# TO DO
Each line below that contains "division" counts once; report the total and nothing more.

[[ DATASET ENTRIES open ]]

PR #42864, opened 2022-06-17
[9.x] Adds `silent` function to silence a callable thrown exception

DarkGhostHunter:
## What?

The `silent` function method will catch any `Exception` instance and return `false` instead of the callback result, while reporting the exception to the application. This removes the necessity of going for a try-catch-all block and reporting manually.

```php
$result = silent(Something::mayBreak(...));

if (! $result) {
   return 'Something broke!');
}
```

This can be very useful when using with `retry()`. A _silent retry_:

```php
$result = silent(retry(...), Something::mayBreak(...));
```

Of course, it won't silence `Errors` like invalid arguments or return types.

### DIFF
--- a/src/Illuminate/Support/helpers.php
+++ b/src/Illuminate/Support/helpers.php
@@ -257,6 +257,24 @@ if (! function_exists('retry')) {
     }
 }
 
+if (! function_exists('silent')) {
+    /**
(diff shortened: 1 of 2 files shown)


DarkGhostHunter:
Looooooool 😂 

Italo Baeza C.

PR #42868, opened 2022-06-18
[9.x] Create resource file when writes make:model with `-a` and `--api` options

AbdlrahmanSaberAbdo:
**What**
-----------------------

[[ DATASET ENTRIES closed ]]
[[ DATASET ENTRIES open ]]

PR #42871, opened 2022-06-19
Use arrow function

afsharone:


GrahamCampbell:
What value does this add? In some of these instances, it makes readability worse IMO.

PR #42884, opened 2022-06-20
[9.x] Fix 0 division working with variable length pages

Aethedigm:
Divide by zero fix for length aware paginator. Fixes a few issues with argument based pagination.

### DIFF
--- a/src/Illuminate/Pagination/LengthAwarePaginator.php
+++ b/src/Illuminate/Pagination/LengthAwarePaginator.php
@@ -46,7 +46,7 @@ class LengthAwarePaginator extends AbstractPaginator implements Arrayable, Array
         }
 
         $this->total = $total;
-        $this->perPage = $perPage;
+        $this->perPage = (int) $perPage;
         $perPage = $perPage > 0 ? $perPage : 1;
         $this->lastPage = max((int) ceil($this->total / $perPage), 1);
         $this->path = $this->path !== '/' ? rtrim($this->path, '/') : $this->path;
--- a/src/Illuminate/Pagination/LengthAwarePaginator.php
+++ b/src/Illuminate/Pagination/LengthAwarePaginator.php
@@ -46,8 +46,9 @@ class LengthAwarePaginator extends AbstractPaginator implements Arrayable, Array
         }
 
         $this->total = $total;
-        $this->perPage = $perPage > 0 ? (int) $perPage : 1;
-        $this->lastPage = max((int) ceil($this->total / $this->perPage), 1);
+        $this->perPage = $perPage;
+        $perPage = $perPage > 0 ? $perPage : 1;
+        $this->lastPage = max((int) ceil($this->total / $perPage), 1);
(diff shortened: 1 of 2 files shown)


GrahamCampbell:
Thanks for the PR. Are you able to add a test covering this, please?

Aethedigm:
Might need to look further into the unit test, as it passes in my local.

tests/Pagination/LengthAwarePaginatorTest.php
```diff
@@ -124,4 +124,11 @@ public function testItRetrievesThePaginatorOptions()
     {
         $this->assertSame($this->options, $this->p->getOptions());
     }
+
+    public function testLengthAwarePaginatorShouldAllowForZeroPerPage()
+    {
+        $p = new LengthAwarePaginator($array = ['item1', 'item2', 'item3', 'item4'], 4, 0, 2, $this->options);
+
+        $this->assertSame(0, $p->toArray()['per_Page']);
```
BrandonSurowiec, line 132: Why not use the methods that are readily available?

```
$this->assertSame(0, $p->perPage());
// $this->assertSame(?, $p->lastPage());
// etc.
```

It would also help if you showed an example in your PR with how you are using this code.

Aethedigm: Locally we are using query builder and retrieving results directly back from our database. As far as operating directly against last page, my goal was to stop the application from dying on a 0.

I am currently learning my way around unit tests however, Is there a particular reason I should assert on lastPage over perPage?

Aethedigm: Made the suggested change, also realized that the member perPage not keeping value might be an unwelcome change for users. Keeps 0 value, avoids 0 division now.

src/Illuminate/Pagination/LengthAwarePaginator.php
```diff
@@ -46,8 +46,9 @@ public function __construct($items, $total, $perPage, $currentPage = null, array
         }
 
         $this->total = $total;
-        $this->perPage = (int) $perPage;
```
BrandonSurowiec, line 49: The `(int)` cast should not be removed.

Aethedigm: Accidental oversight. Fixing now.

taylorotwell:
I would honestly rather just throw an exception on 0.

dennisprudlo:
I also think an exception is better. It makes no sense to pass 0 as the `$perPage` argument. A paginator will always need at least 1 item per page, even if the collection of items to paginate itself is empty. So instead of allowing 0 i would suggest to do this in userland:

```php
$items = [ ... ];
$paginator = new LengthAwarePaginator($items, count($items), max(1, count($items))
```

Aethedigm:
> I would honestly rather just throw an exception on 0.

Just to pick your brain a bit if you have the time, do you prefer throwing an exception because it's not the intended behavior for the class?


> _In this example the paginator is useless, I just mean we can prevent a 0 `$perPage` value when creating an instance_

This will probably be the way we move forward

[[ DATASET ENTRIES closed ]]

# TASK ANSWER
2